PR #310, opened 2020-02-21
reimbursement builder now requires people.  It needs tests fixing so …

sbillinge:
@scopatz @CJ-Wright this is ready to merge.  It forces a name to be specified on the command line for reimbursement builder, which is incredibly slow .

### DIFF
--- a/regolith/builders/reimbursementbuilder.py
+++ b/regolith/builders/reimbursementbuilder.py
@@ -43,6 +43,10 @@ class ReimbursementBuilder(BuilderBase):
         super().construct_global_ctx()
         gtx = self.gtx
         rc = self.rc
+        if not rc.people:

==================================================

◆ The task: When you answer, output all of the material exactly as it appears above.

◆ Completed exercise:
PR #310, opened 2020-02-21
reimbursement builder now requires people.  It needs tests fixing so …

sbillinge:
@scopatz @CJ-Wright this is ready to merge.  It forces a name to be specified on the command line for reimbursement builder, which is incredibly slow .

### DIFF
--- a/regolith/builders/reimbursementbuilder.py
+++ b/regolith/builders/reimbursementbuilder.py
@@ -43,6 +43,10 @@ class ReimbursementBuilder(BuilderBase):
         super().construct_global_ctx()
         gtx = self.gtx
         rc = self.rc
+        if not rc.people:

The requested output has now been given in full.